Y’all. This pandemic has been a lot. I have tried to be patient, kind, and generous in many regards over the past several months, but I’m currently nursing a gripe that has nothing to do with masks, school reopening, or the fact that my unemployment checks still haven’t arrived. I have been trying to navigate the multi-hour, daily appearances of the sweet neighbor kids with the fact that their parents are conveniently letting their kids play with my kids all day while under the supervision of my paid babysitter.
I am in a weird place of diplomatically wanting to tell my neighbors to show a little appreciation for the free child care they are getting—or at least concern about what their children are doing all day—while not wanting to get the kids involved because it’s not their fault that their parents are mooches.
To be clear, I don’t blame the kids at all, and don’t hold any resentment against them. The kids are really sweet and get along with my kids, and I don’t want to jeopardize their friendships. However, my neighbors, the parents of these sweet kids, are fucking weird and confrontational in ways that make me worry they will call the cops on me if I water my grass for too long. Also, until last fall, they wouldn’t let their kids play with any kids in the neighborhood; now it seems like they are telling their kids to set up shop on my yard or porch until it’s time for dinner.
I, like many folks, am working from home but had the good fortune to find a college student who needed a job. Because the neighbors’ kids are always around, however, when my sitter sets up a craft, game, or activity she counts them in too. If bickering does occur or too many toys and too much noise fills the yard, my sitter has been a steadfast champion. She patiently redirects and gets the kids to help her clean up their messes. I texted her one day from my office in the basement and asked if having the extra kids was too much. She promised they were fine and that it didn’t make her job any tougher. She was having fun! She just laughed at my text that read: Well maybe I am just cranky. If it’s too much I am happy to set boundaries with their parents.
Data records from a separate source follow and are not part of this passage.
PR #387, opened 2016-05-12
[#387] Added range level index while reading the forward dict…

sujith71955:
While reading the members from forward cache range level scanning will be performed so that the cache reading will be faster while performing 'IN' query and join queries

### DIFF
--- a/core/src/main/java/org/carbondata/core/cache/dictionary/ColumnDictionaryInfo.java
+++ b/core/src/main/java/org/carbondata/core/cache/dictionary/ColumnDictionaryInfo.java
@@ -23,6 +23,7 @@ import java.text.SimpleDateFormat;
 import java.util.ArrayList;
 import java.util.Date;
 import java.util.List;
+import java.util.Stack;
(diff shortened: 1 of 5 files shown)


core/src/main/java/org/carbondata/core/cache/dictionary/ColumnDictionaryInfo.java
```diff
@@ -172,6 +174,43 @@ private int getSurrogateKeyFromDictionaryValue(byte[] key) {
...
+   * given value
+   *
+   * @param key to be searched
+   * @return
+   */
+  public int getIncrementalSurrogateKeyFromDictionary(byte[] key,
+      Stack<Integer> startIndexContainer) {
+    String filterKey = new String(key);
+    int low = startIndexContainer.pop();
+    List<Integer> sortedSurrogates = sortOrderReference.get();
```
gvramana: change this function to take list of sorted keys as input, take reference of sort index, search and give result at once

sujith71955:
Closed as handled part of #570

I have checked in with her a few times since the beginning of summer—I will not lose this sitter if the neighbor kids make her feel overworked and underpaid—but she really is chill about it. So I decided to be chill about it too. After all, my kids were socializing, everyone seemed to be having fun, and as weird as my neighbors are, I know they have been really strict about social distancing.
One afternoon I decided to have lunch out back with my two kids; I needed some fresh air between meetings. The neighbors were there and the three-year-old boy said, “My mommy says we are allowed to have popsicles.” I nodded my approval and smiled but he kept staring at me. Finally I said, “That’s great. What kind will you have?” He giggled and then said, “Well, whatever kind you have!” Huh?
When I asked for clarification he told me that he had asked his parents if he and his siblings were allowed to have popsicles later when my kids had them. He didn’t ask permission yesterday despite having one from my freezer, apparently, but was sure to check that box today. He said whenever my kids had treats he was allowed to have some too. His mom was also okay with all of the snacks he and his siblings have been sharing with my kids—from my pantry.
Let’s rewind a bit. I am all for hosting kids. I am happy to share snacks. I have happily fed my kids’ friends unexpected meals. I have had other neighbor kids practically live at my house for days at a time. I love it. But my love comes with knowing this is reciprocated a little or at least acknowledged. I have built a network of friends and community members who all believe in the idea of taking care of each other and that includes taking on each other’s kids. I don’t keep score, and I am a more generous person than this essay is probably making me out to be — but Jesus Christ, people. Collect your kids or throw some Goldfish and gummies our way once in a while. Or when my kids do make their way to your yard to play with your kids, don’t tell them to leave because it gets “too rowdy.” The rowdiness happens at my house too, Karen.
I am assuming that my neighbors are looking out of their windows every so often to make sure their kids are alive, but a little effort to make sure their lack of involvement isn’t a burden on my sitter or our food supply would be lovely. It doesn’t take much to move the needle from being a mooch to being considerate, and in my mind it’s not even about sharing food, though it wouldn’t hurt. All it would take is a check-in. Unfortunately, if I say something I know the parents will isolate their kids again and that’s not fair to their kids or mine.
So until something changes, I will do my best to keep my curmudgeonly attitudes to myself … and be grateful that the neighbor kids have manners, even if their parents don’t.